Hiho. Bei meinem Vater in der Firma haben sie jetzt KPT 6 bekommen und ich konnte es nicht lassen bissel damit rum zu spielen, aber irgentwie sehe ich in keinem der 5-6 (weiß nicht mehr genau) Filter einen nutzen. Ich bilde mir ein gelesen zu haben, das KPT zum Aqua Button erstellen von nutze war.

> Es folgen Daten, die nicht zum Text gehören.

PR #94, opened 2015-09-02
Add a test that reveals GCSA2 indexing not working

adamnovak:
First off, this PR is meant to fail tests.

I've found this bug in the GCSA2 indexing while trying to maybe use it as a faster aligner for the graph bake-off. I'm going to move forward with the rocksdb aligner rather than trying to fix it now, since it's important that I stop messing about with test runs and get to running a nontrivial number of samples, but I figured that I ought to make a note of the problem here.


ekg:
Do you have any sense of what's broken?

adamnovak:
Unfortunately not really. It still manages to work on the other reversing
edge test case, so maybe it has something to do with node order?

ekg:
I'm also running into problems with graphs that have cycles in them.

adamnovak:
I've found the time to look into this, and it seems to be related to 2df58205279335c46e2d49edbd8f7c11ec472126 and the distinct start/end nodes. There's code in that commit to specially handle attaching the end node when the start node is used to break into a cycle. But if you have a graph that has, for example, a graph with two heads and no tails, like this graph I've added here, the start node will be connected but the end node won't. The end node will then produce duplicate and conflicting GCSA2 kmer entries, saying that the overall sing and source aren't connected to anything. This confuses GCSA2 and leads to a crash or an invalid index.

I think the right thing to do is to make the addition of the start and end nodes to the graph only actually add those nodes if they end up connected to anything. A graph with two heads and no tails will get only the start node added, for example. If you're not only looking at the forward kmers, this should work out fine. If you are looking only at the forward kmers, I'm not sure what ought to happen.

Hoffe ihr könnt mir helfen.

cYa,
Brainworm


----------



## boris (29. Juni 2002)

hmm, wir haben auf der arbeit nur kpt 5, wobei ich damit so gut wie nix mache, da man eigentlich alles auch per hand machen kann.
ich weiss zwar nich was bei der 6er alles dabei is, aber bei der 5er sind so witzige "3d" filter dabei. sieht zwar sche*sse aus wenns fertig is, aber mit bissl übung könnte man da bestimmt was guts hinbekommen.
ciao


----------



## kasi (30. Juni 2002)

Also zum erstellen eines Aquabuttons musst du sicher KPT Gel benutzen.
Wenn du das auf eine Auswahl anwendest, wird die Auswahl mit dem Filter bearbeitet. Bei KPT Gel kann man hierzu auch Environment Maps Importieren, womit man auf einen Aquabutton kommen sollte.


----------